[TASK TO CARRY OUT] Below are some entries. Count the lines where "Inns" appears and state only that number.

[RECORDS PROVIDED]
-*-
PR #3749, opened 2020-11-23
feat(CI): add check for semicolon at end of pending sql update file

locus313:
Co-Authored-By: Kitzunu <24550914+Kitzunu@users.noreply.github.com>

## CHANGES PROPOSED:
-  Add a check in the pending sql workflow to find if there is a semicolon at the end of the end file

## ISSUES ADDRESSED:
- Closes none

## TESTS PERFORMED:
test with a file without a semicolon:
image

test with a file with a semicolon:
image

## Target branch(es):
- [x] Master

 

Kitzunu:
Only question I have is how would this behave if the user for example added blankspaces at the end of the file while still ending with a semicolon on the last line of text.

Would it fail or continue?

locus313:
I actually tested that. it would continue. Its for this exact reason why I used `-c 2` instead of `-c 1`. But for example if someone add's two whitespaces at the end of the file, then it would fail.

FrancescoBorzi (approved):

Kitzunu:
Yea I tried to research if we could ignore blanks but found nothing

Issue #3712, opened 2020-11-16
Core: Rested bonus persists outside of inn/capitals [$15]


Kitzunu:
Reported by @Maurowin 
##### CURRENT BEHAVIOUR:

Currently if you exit the inn or a capital city you will still store up the rest.

##### EXPECTED BLIZZLIKE BEHAVIOUR:

When you leave the inn or capital city you should no longer store up rest.
When you are resting it is displayed like this on your character image
![image](https://user-images.githubusercontent.com/24550914/99258671-35fd0580-2819-11eb-8737-5c49b335963d.png)
https://wowwiki.fandom.com/wiki/Rest?oldid=2331121

This can clearly be shown here https://www.youtube.com/watch?v=q9ufWJOlCrQ

##### STEPS TO REPRODUCE THE PROBLEM:

1. Walk into an inn / Capital
2. Walk out and see that the rest will continue to store up

##### OPERATING SYSTEM:

W10

Maurowin:
Confirm. More precision, you will continue to store up during few seconds like +-30sec (random). The "zzz" mark staying too few seconds.

FrancescoBorzi:
was this bug always there?

Kitzunu:
Yea it was reported over a year I go I think but I closed it back then https://github.com/azerothcore/azerothcore-wotlk/issues/671

Helias:
@Kitzunu claim the bounty if you didn't

BarbzYHOOL:
Alright, i'll show you how to debug an issue...

so... i thought maybe there is a deep bug (as I told you @Kitzunu in private message) and i did more tests in the Ratchet Inn

Basically, the areatrigger for the Inn is 30 radius. (prob the same on every inn?)
Actually, in the code, it doesn't remove the "zzzz" when you leave the Inn's areatrigger radius, it removes the "zzzz" you leave the "area" as in `UpdateArea()` and THEN it checks if you are inside the inn's radius. I don't have any idea what is considered an Area or not sadly.
So when I leave the Inn, the UpdateArea() function triggers, but I'm still INSIDE the inn's radius.

So basically I get this when it doesn't remove the "zzzz":
```
trigger radius: 30.000000
distance to inn: 27.280859
```

And when it correctly removes the "zzzz" (example, you teleport out of the zone or run very fast), of course "distance to inn" is > 30.

[...]

PR #3780, opened 2020-11-26
fix(Core/Game): Rest & Inn Improvements

Meltie2013:
## CHANGES PROPOSED:
-  Implemented missing Rest Flag Masks
-  Improved rest flag checks for Inns, Cities & Sanctuaries
-  Remove nasty hack fixes that just made no sense
-  Attempt to improve area trigger radius checks

## ISSUES ADDRESSED:
- Closes https://github.com/azerothcore/azerothcore-wotlk/issues/3712

## TESTS PERFORMED:
- Watch the video here by @Maurowin: https://youtu.be/BwmdouFTv9Y

## HOW TO TEST THE CHANGES:
- Login a newly created character or pre-existing character (race doesn't matter)
- Head to any Inn, City or Sanctuary zone
- Check if player gets rest flag on entering the area
- Leave the zone and see if flag is updated

- Radius around Inns are to large and require further updates are mentioned below in the feedback.

## Target branch(es):
- [x] Master

## Feedback
To fix radius issues around Inns, more updates are required on Position functions across the core. Math for it is incorrect and most of the time does nothing. Another PR will need to be opened for that separately. Changes made thus far are working as intended according to @Maurowin and the test they have done.

 

Maurowin:
https://youtu.be/BwmdouFTv9YSounds pretty good to me!
However, then remains to be confirmed, can the two factions take advantage of the rest in the hostels of the opposing faction?

If yes, it does not work.

The zone of rest is a little too wide and that it sees particularly in the inn of "Sentinel Hills" at the beginning and especially at the end of the video. I get the rest bonus while I'm 3 to 4 meters outside the hostel.

Translated with www.DeepL.com/Translator (free version)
-*-
[ANSWER SECTION] 3